Strongly agree with this comment. Decoder-only LLMs (the ones we use) are literally Markov Chains, the only (and major) difference is a radically more sophisticated state representation. Maybe "stochastic parrot" is overly dismissive sounding, but it's not a fundamentally wrong understanding of LLMs.
The RL claims are also odd because, for starters, RLHF is not "reinforcement learning" based on any classical definition of RL (which almost always involve an online component). And further, you can chat with anyone who has kept up with the RL field, and quickly realize that this is also a technology that still hasn't quite delivered on the promises it's been making (despite being an incredibly interesting area of research). There's no reason to speculate that RL techniques will work with "agents" where they have failed to achieve wide spread success in similar domains.
I continue to be confused why smart, very technical people can't just talk about LLMs honestly. I personally think we'd have much more progress if we could have conversations like "Wow! The performance of a Markov Chain with proper state representation is incredible, let's understand this better..." rather than "AI is reasoning intelligently!"
I get why non-technical people get caught up in AI hype discussions, but for technical people that understand LLMs it seems counter productive. Even more surprising to me is that this hype has completely destroyed any serious discussions of the technology and how to use it. There's so much oppurtunity lost around practical uses of incorporating LLMs into software while people wait for agents to create mountains of slop.
>Decoder-only LLMs (the ones we use) are literally Markov Chains
Real-world computers (the ones we use) are literally finite state machines
Only if the computer you use does not have memory. Definitionally if you are writing and reading from memory, you are not using an FSM.
No, it can still be modeled as a finite state machine. Each state just encodes the configuration of your memory. I.e. if you have 8 bits of memory, your state space just encodes 2^8 states for each memory configuration.
Any real-world deterministic thing can be encoded as a FSM if you make your state space big enough, since it by definition there has only a finite number of states.
You could model a specific instance of using your computer this way, but you could not capture the fact that you can execute arbitrary programs with your PC represented as an FSM.
Your computer is strictly more computationally powerful than an FSM or PDA, even though you could represent particular states of your computer this way.
The fact that you can model an arbitrary CFG as an regular language with limited recursion depth does not mean there’s no meaningful distinction between regular languages and CFG.
> you can execute arbitrary programs with your PC represented as an FSM
You cannot execute arbitrary programs with your PC, your PC is limited in how much memory and storage it has access to.
>Your computer is strictly more computationally powerful
The abstract computer is, but _your_ computer is not.
>model an arbitrary CFG as an regular language with limited recursion depth does not mean there’s no meaningful distinction between regular languages and CFG
Yes this I agree.

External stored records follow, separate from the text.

PR #1804, opened 2024-10-09
[core] override an endpoint with a new service name

### LINKED ISSUE #1803: [core] override an endpoint with a new service name
Current endpoint override logic allows to specify only static URLs. There should be a way to specify a new alias by a new service name. E.g.

```
provider "openstack" {

  endpoint_overrides = {
    "network"  = "network-beta"
    "volumev2" = "volumev3"
  }

}
```

This logic was already implemented in https://github.com/gophercloud/utils/pull/229 we need just to bump deps and adjust the docs.

kayrus:
Resolves #1803


kayrus:
The `volumev3` endpoint was removed: https://github.com/openstack/devstack/commit/d7c3c0accc89e4e99915c24fa7c3bff2e90a715e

But going back to your argument, claiming that LLMs with a fixed context-window are basically markov chains so they can't do anything useful is reductio ad absurdum in the exact same way as claiming that real-world computers are finite state machines.
A more useful argument on the upper-bound of computational power would be along the lines of circuit complexity I think. But even this does not really matter. An LLM does not need to be turing complete even conceptually. When paired with tool-use, it suffices that the LLM can merely generate programs that are then fed into an interpreter. (And the grammar of turing-complete programming languages can be made simple enough, you can encode Brainfuck in a CFG). So even if an LLM could only ever produce programs with a CFG grammar, the combination of LLM + brainfuck executor would give turing completeness.
Edit: There was this recent HN article along those lines. https://news.ycombinator.com/item?id=46267862.
> so they can't do anything useful
I never claimed that. They demonstrate just how powerful Markov chains can be with sophisticated state representations. Obviously LLMs are useful, I have never claimed otherwise.
Additionally, it doesn’t require any logical leaps to understand decoder only LLMs as Markov Chains, they preserve the Markov Property and otherwise be have exactly like them. It’s worth noting that encoder-decoder LLMs do not preserve the Markov property and can not be considered Markov chains.
Edit: I saw that post and at the time was disappointed by how confused the author was about those topics and how they apply to the subject.
> why smart, very technical people can't just talk about LLMs honestly
Because those smart people are usually low-rung employees while their bosses are often AI fanatics. Were they to express anti-AI views, they would be fired. Then this mentality slips into their thinking outside of work.